The OLPC XO Laptop

From TitanoWiki

Revision as of 03:02, 21 December 2008 by Briareus (Talk | contribs)
(diff) ←Older revision | Current revision (diff) | Newer revision→ (diff)
Jump to: navigation, search

Contents

The One Laptop Per Child (OLPC) Project and its XO Laptop

This page chronicles my experience with the XO laptop which I have yet to receive. In the interim, the page will host some general information and links to the OLPC project and the XO laptop it distributes to children and schools in impoverished areas of the world.

The One Laptop Per Child (OLPC) Project

“It's an education project, not a laptop project.” — Nicholas Negroponte
Our goal: To provide children around the world with new opportunities to explore, experiment and express themselves.

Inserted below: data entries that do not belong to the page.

PR #2039, opened 2026-07-30
Jump 2

AdamTadeusz:
## Description

+jump2 command that does a normal jump without doing a superjump. Personally I bind mwheelup to +jump2 and mwheeldown to +jump

Decided to extend m_nButtons to 64 bits so the PR is a bit involved

## Toolchain

- Windows MSVC VS2022

## Linked Issues

- fixes #

### DIFF
--- a/src/game/server/episodic/vehicle_jeep_episodic.h
+++ b/src/game/server/episodic/vehicle_jeep_episodic.h
@@ -66,7 +66,7 @@ public:
 	void			AddPropToCargoHold( CPhysicsProp *pProp );
 
 	virtual CBaseEntity *OnFailedPhysGunPickup( Vector vPhysgunPos );
-	virtual void	DriveVehicle( float flFrameTime, CUserCmd *ucmd, int iButtonsDown, int iButtonsReleased );
+	virtual void	DriveVehicle( float flFrameTime, CUserCmd *ucmd, int iButtonsDown, int iButtonsReleased ); // NEO TODO (Adam) change to int64 when building this
 	virtual int DrawDebugTextOverlays( void );
 
 	DECLARE_DATADESC();
--- a/src/game/server/episodic/vehicle_jeep_episodic.h
+++ b/src/game/server/episodic/vehicle_jeep_episodic.h
@@ -66,7 +66,7 @@ public:
 	void			AddPropToCargoHold( CPhysicsProp *pProp );
 
 	virtual CBaseEntity *OnFailedPhysGunPickup( Vector vPhysgunPos );
-	virtual void	DriveVehicle( float flFrameTime, CUserCmd *ucmd, int iButtonsDown, int iButtonsReleased ); // NEO TODO (Adam) change to int64 when building this
+	virtual void	DriveVehicle( float flFrameTime, CUserCmd *ucmd, int iButtonsDown, int iButtonsReleased );
 	virtual int DrawDebugTextOverlays( void );
 
 	DECLARE_DATADESC();
--- a/src/game/server/hl2/vehicle_cannon.cpp
+++ b/src/game/server/hl2/vehicle_cannon.cpp
@@ -122,7 +122,7 @@ public:
 	virtual	bool CreateVPhysics( void );
 	virtual void UpdateOnRemove( void );
 
-	void	DriveCannon( int iDriverButtons, int iButtonsPressed ); // NEO TODO (Adam) change iDriverButtons and iButtonsPressed to int64 when building this
+	void	DriveCannon( int iDriverButtons, int iButtonsPressed );
 	void	ResetUseKey( CBasePlayer *pPlayer );
 	void	InitCannonSpeeds( void );
 	void	RunCraneMovement( float flTime );
@@ -380,6 +380,9 @@ void CPropCannon::SetupMove( CBasePlayer *player, CUserCmd *ucmd, IMoveHelper *p
 //-----------------------------------------------------------------------------
 void CPropCannon::DriveCannon( int iDriverButtons, int iButtonsPressed )
 {
+#ifdef NEO
+	Assert(false); // NEO TODO (Adam) change iDriverButtons and iButtonsPressed to int64 when building this
+#endif // NEO
 	bool bWasExtending = m_bExtending;
 
 	// Handle rotation of the crane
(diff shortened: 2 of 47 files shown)


AdamTadeusz:
~~There are a lot of places where IN_JUMP is used like CommentarySystem, fourwheelvehiclephysics etc. I'm not going to touch those that we don't use right now~~

(Edit) only if its not built?

src/game/server/episodic/vehicle_jeep_episodic.h
```diff
@@ -66,7 +66,7 @@ class CPropJeepEpisodic : public CPropJeep
 	void			AddPropToCargoHold( CPhysicsProp *pProp );
 
 	virtual CBaseEntity *OnFailedPhysGunPickup( Vector vPhysgunPos );
-	virtual void	DriveVehicle( float flFrameTime, CUserCmd *ucmd, int iButtonsDown, int iButtonsReleased );
+	virtual void	DriveVehicle( float flFrameTime, CUserCmd *ucmd, int iButtonsDown, int iButtonsReleased ); // NEO TODO (Adam) change to int64 when building this
```
Rainyan, line 69: Nit: maybe instead of commenting this, add a NEO-ifdef guarded `Assert(false)` in the impl, so whoever touches this in the future cannot miss the comment without hitting an assert?

src/game/server/hl2/vehicle_cannon.cpp
```diff
@@ -122,7 +122,7 @@ class CPropCannon : public CBaseProp, public IDrivableVehicle
 	virtual	bool CreateVPhysics( void );
 	virtual void UpdateOnRemove( void );
 
-	void	DriveCannon( int iDriverButtons, int iButtonsPressed );
+	void	DriveCannon( int iDriverButtons, int iButtonsPressed ); // NEO TODO (Adam) change iDriverButtons and iButtonsPressed to int64 when building this
```
Rainyan, line 125: Nit: would maybe prefer a hard `Assert(false)` in the implementation so we don't rely on the comment being seen but rather fail loudly

src/game/server/hl2/vehicle_jeep.cpp
```diff
@@ -1322,7 +1322,7 @@ void CPropJeep::SetupMove( CBasePlayer *player, CUserCmd *ucmd, IMoveHelper *pHe
 //-----------------------------------------------------------------------------
 void CPropJeep::DriveVehicle( float flFrameTime, CUserCmd *ucmd, int iButtonsDown, int iButtonsReleased )
 {
-	int iButtons = ucmd->buttons;
+	int iButtons = ucmd->buttons; // NEO TODO (Adam) change to int64 when building this
```
Rainyan, line 1325: Maybe ifdef NEO `Assert(false)` here so this cannot work without the coder noticing & fixing this in the future

src/game/server/hl2/weapon_physcannon.cpp
```diff
@@ -3308,7 +3308,7 @@ void CWeaponPhysCannon::ItemPostFrame()
 	}
 
 	// NOTE: Attack2 will be considered to be pressed until the first item is picked up.
-	int nAttack2Mask = pOwner->m_nButtons & (~m_nAttack2Debounce);
+	int nAttack2Mask = pOwner->m_nButtons & (~m_nAttack2Debounce); // NEO TODO (Adam) Change to int64 when building this?
```
Rainyan, line 3311: `Assert(false)` so whoever hits this has to deal with it?

src/game/server/sdk/sdk_vehicle_jeep.cpp
```diff
@@ -1324,7 +1324,7 @@ void CPropJeep::SetupMove( CBasePlayer *player, CUserCmd *ucmd, IMoveHelper *pHe
 //-----------------------------------------------------------------------------
 void CPropJeep::DriveVehicle( float flFrameTime, CUserCmd *ucmd, int iButtonsDown, int iButtonsReleased )
 {
-	int iButtons = ucmd->buttons;
+	int iButtons = ucmd->buttons; // NEO TODO (Adam) change to int64 when building this
```
Rainyan, line 1327: Ditto on maybe doing `Assert(false)` or similar here to force a fix for whoever tries to use it

src/tier1/bitbuf.cpp
```diff
@@ -1066,7 +1066,7 @@ int32 bf_read::ReadSignedVarInt32()
 
 int64 bf_read::ReadSignedVarInt64()
 {
-	uint32 value = ReadVarInt64();
+	uint32 value = ReadVarInt64(); // NEO TODO (Adam) https://github.com/ValveSoftware/source-sdk-2013/issues/322
```
Rainyan, line 1069: Would it make sense to fix this retval type 32->64 here as part of this PR, while we're at it modifying this stuff anyway?

Rainyan (dismissed):

src/tier1/bitbuf.cpp
AdamTadeusz: I did a little test, writing the button state twice, once using writelonglong and once using writesignedvarint64

```c++
	if ( to->buttons != from->buttons )
	{
		buf->WriteOneBit( 1 );
#ifdef NEO
	  	buf->WriteLongLong( to->buttons );
	  	buf->WriteSignedVarInt64( to->buttons );
#else
	  	buf->WriteUBitLong( to->buttons, 32 );
#endif // NEO
 	}
```

```c++
	// read buttons
	if ( buf->ReadOneBit() )
	{
#ifdef NEO
		move->buttons = buf->ReadLongLong();
		int64 buttons2 = buf->ReadSignedVarInt64();
		Assert(move->buttons == buttons2);
#else
		move->buttons = buf->ReadUBitLong( 32 );
#endif // NEO
	}
```

using jump2 triggers the Assert before the fix and doesn't trigger the Assert after the fix

AdamTadeusz: of course this isn't an exhaustive test, ReadSignedVarInt64 exists separate to writeLongLong for a reason, probably handles a sign bit, but i'm also confident the fix is fine

AdamTadeusz: I'll mention the issue in a github comment for posterity https://github.com/ValveSoftware/source-sdk-2013/issues/322

Rainyan (approved):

[further OLPC description goes here]

The XO Laptop

The XO laptop hardware is built from the ground up to fulfill it's stated purpose. From it's low-power-use design to its daylight-visible LCD display, it's mesh networking to it's rugged and easily-serviceable chassis, the XO laptop is truly a modern work of functional art. But it is the XO's software approach that will allow it to grow and mature without artificial distortions of a company reuired to meet corporate shareholders' expectations of widening profit.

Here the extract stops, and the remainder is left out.